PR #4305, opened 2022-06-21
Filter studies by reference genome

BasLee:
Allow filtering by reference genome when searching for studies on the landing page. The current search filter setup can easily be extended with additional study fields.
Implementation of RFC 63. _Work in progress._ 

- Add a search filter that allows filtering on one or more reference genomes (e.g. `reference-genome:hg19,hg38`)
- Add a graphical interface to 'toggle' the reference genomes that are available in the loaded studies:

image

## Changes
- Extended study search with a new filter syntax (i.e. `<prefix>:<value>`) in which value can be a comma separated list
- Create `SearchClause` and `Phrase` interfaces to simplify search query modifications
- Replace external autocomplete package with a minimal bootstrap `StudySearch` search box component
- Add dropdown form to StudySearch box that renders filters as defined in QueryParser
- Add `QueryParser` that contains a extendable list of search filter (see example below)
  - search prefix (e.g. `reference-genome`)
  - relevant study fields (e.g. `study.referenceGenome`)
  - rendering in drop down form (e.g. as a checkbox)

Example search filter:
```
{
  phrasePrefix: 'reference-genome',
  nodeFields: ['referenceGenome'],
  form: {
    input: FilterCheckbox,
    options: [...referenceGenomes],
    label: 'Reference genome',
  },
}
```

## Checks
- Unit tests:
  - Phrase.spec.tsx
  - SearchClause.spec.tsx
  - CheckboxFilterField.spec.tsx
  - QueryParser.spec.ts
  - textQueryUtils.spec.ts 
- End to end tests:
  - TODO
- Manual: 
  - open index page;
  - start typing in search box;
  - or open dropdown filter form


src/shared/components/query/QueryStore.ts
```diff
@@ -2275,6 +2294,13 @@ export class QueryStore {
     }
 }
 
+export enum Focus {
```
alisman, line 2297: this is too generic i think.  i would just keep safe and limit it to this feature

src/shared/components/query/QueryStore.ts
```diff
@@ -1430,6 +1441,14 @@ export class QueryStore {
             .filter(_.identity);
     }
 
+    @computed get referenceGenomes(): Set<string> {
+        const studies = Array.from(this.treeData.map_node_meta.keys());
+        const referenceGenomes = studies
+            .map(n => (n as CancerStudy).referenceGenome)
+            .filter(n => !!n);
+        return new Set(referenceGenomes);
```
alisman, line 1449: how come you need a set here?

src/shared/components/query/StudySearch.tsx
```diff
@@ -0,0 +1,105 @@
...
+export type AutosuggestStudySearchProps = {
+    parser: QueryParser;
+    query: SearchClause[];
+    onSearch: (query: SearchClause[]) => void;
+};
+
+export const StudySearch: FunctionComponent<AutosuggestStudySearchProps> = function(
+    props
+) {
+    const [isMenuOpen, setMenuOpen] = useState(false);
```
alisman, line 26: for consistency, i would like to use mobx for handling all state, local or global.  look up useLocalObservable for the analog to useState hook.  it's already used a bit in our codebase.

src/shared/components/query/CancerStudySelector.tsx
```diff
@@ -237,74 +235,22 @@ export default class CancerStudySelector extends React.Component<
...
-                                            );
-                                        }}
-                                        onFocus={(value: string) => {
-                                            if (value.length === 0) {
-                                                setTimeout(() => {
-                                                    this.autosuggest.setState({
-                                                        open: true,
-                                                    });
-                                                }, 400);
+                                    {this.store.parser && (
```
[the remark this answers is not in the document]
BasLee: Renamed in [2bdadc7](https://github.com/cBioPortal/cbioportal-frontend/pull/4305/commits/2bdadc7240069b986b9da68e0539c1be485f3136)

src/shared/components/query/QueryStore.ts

-------------------------

Each line of the material above needs to be quoted exactly, please.

PR #4305, opened 2022-06-21
Filter studies by reference genome

BasLee:
Allow filtering by reference genome when searching for studies on the landing page. The current search filter setup can easily be extended with additional study fields.
Implementation of RFC 63. _Work in progress._ 

- Add a search filter that allows filtering on one or more reference genomes (e.g. `reference-genome:hg19,hg38`)
- Add a graphical interface to 'toggle' the reference genomes that are available in the loaded studies:

image

## Changes
- Extended study search with a new filter syntax (i.e. `<prefix>:<value>`) in which value can be a comma separated list
- Create `SearchClause` and `Phrase` interfaces to simplify search query modifications
- Replace external autocomplete package with a minimal bootstrap `StudySearch` search box component
- Add dropdown form to StudySearch box that renders filters as defined in QueryParser
- Add `QueryParser` that contains a extendable list of search filter (see example below)
  - search prefix (e.g. `reference-genome`)
  - relevant study fields (e.g. `study.referenceGenome`)
  - rendering in drop down form (e.g. as a checkbox)

Example search filter:
```
{
  phrasePrefix: 'reference-genome',
  nodeFields: ['referenceGenome'],
  form: {
    input: FilterCheckbox,
    options: [...referenceGenomes],
    label: 'Reference genome',
  },
}
```

## Checks
- Unit tests:
  - Phrase.spec.tsx
  - SearchClause.spec.tsx
  - CheckboxFilterField.spec.tsx
  - QueryParser.spec.ts
  - textQueryUtils.spec.ts 
- End to end tests:
  - TODO
- Manual: 
  - open index page;
  - start typing in search box;
  - or open dropdown filter form


src/shared/components/query/QueryStore.ts
```diff
@@ -2275,6 +2294,13 @@ export class QueryStore {
     }
 }
 
+export enum Focus {
```
alisman, line 2297: this is too generic i think.  i would just keep safe and limit it to this feature

src/shared/components/query/QueryStore.ts
```diff
@@ -1430,6 +1441,14 @@ export class QueryStore {
             .filter(_.identity);
     }
 
+    @computed get referenceGenomes(): Set<string> {
+        const studies = Array.from(this.treeData.map_node_meta.keys());
+        const referenceGenomes = studies
+            .map(n => (n as CancerStudy).referenceGenome)
+            .filter(n => !!n);
+        return new Set(referenceGenomes);
```
alisman, line 1449: how come you need a set here?

src/shared/components/query/StudySearch.tsx
```diff
@@ -0,0 +1,105 @@
...
+export type AutosuggestStudySearchProps = {
+    parser: QueryParser;
+    query: SearchClause[];
+    onSearch: (query: SearchClause[]) => void;
+};
+
+export const StudySearch: FunctionComponent<AutosuggestStudySearchProps> = function(
+    props
+) {
+    const [isMenuOpen, setMenuOpen] = useState(false);
```
alisman, line 26: for consistency, i would like to use mobx for handling all state, local or global.  look up useLocalObservable for the analog to useState hook.  it's already used a bit in our codebase.

src/shared/components/query/CancerStudySelector.tsx
```diff
@@ -237,74 +235,22 @@ export default class CancerStudySelector extends React.Component<
...
-                                            );
-                                        }}
-                                        onFocus={(value: string) => {
-                                            if (value.length === 0) {
-                                                setTimeout(() => {
-                                                    this.autosuggest.setState({
-                                                        open: true,
-                                                    });
-                                                }, 400);
+                                    {this.store.parser && (
```
[the remark this answers is not in the document]
BasLee: Renamed in [2bdadc7](https://github.com/cBioPortal/cbioportal-frontend/pull/4305/commits/2bdadc7240069b986b9da68e0539c1be485f3136)

src/shared/components/query/QueryStore.ts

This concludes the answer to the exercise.